Lesson 14

Fonts and Unicode engines

This lesson gives context on how LaTeX interprets Unicode input and how that affects what you type and the fonts you use. Learn about Unicode and OpenType fonts support.

When TeX and LaTeX first started being widely used they largely only handled European languages out of the box, although there was some capability for using other alphabets such as Greek and Russian.

Accents and accented letters

Originally, accents and accented letters were typed using control sequences or macros such as \c{c} for ‘ç’ and \'e for ‘é’. While some people continue to use these input methods because they can be easier to type, others wanted to be able to use the keys on their keyboards to input such symbols directly.

Before Unicode, LaTeX provided support for many types of file encoding that allowed text to be written in various languages natively — for example, using the latin1 encoding French users could write ‘déjà vu’ and LaTeX would internally translate the accented letters into TeX commands to produce the correct output.

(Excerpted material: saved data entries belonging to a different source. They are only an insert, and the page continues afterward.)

PR #309, opened 2022-07-12
[client\catatpult] fix: Windows tests failing

Wayonb:
Catapult client building on Windows is failing

## What's the issue?
There are couple of errors
1. warning RC4005: 'WIN_TARGET_NAME' : redefinition
2. fatal error LNK1169: one or more multiply defined symbols found

1. remove the WIN_TARGET_NAME to fix the ``warning RC4005: 'WIN_TARGET_NAME' : redefinition``
2. update cmake files to use no deps for lock hash and lock secret tests to fix ``fatal error LNK1169: one or more multiply defined symbols found``
3. update the ConvertToExceptionFunctionName() to fix the exception tests with msvc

This approach is still in use in modern LaTeX when using the pdflatex engine. By default all files are assumed to be Unicode (UTF-8 encoded) unless otherwise specified. Although this engine is limited to 8-bit fonts, most European languages can be supported.

Font selection

Font selection with pdflatex uses the robust LaTeX font selection scheme, and nowadays there are many fonts ready-to-use in a standard LaTeX distribution. For example, the TeX Gyre fonts are a suite of high-quality fonts based on common fonts that most people are familiar with such as Times, Helvetica, Palatino, and others. To load these fonts, it is as simple as loading a package with the appropriate name. For a Times lookalike, the TeX Gyre name is Termes:

\usepackage{tgtermes}

For pdflatex, most fonts are accessible through packages. You can have a look at The LaTeX Font Catalogue or the CTAN page on the ‘Font’ topic to see some options. You can also search on the Internet for the font you want, and look for a pdflatex-compatible package version. If you want to use a proprietary font, you can search for a suitable clone, which for most applications is similar enough to the original.

The Unicode era

As pdflatex is limited to 8-bit file encodings and 8-bit fonts, it cannot natively use modern OpenType fonts and easily switch between multiple languages that use different alphabets (or scripts, to use the technical term). There are two replacements for pdfTeX that natively use Unicode input and modern fonts: XeTeX and LuaTeX. For LaTeX, these are typically invoked in your editor using the engines xelatex and lualatex respectively.

In these engines, font selection is performed by the fontspec package, and for simple documents can look as easy as:

\usepackage{fontspec}
\setmainfont{texgyretermes-regular.otf}

This selects the TeX Gyre Termes font, as in the pdflatex example above. Notably, this approach works for any OpenType font. Some fonts available for pdflatex are also available to xelatex and lualatex through their respective packages as well, or by loading any font you have installed on your computer by using fontspec as shown above.

The LaTeX Font Catalogue also shows fonts with OpenType formats available, so you can use that as a resource for looking up fonts, as well as the CTAN page mentioned earlier.

Having selected a font, input can now be typed directly in plain Unicode into a source document. Here is an example showing some Latin and Greek letters as well as some CJK ideographs:

\documentclass{article}
\usepackage{fontspec}
\setmainfont{texgyretermes-regular.otf}
\newfontfamily\cjkfont{FandolSong-Regular.otf}
\begin{document}

ABC → αβγ → {\cjkfont 你好}

\end{document}

When switching between languages it is usually important to also change things like hyphenation patterns and so on, and the babel and polyglossia packages both provide robust features to do this.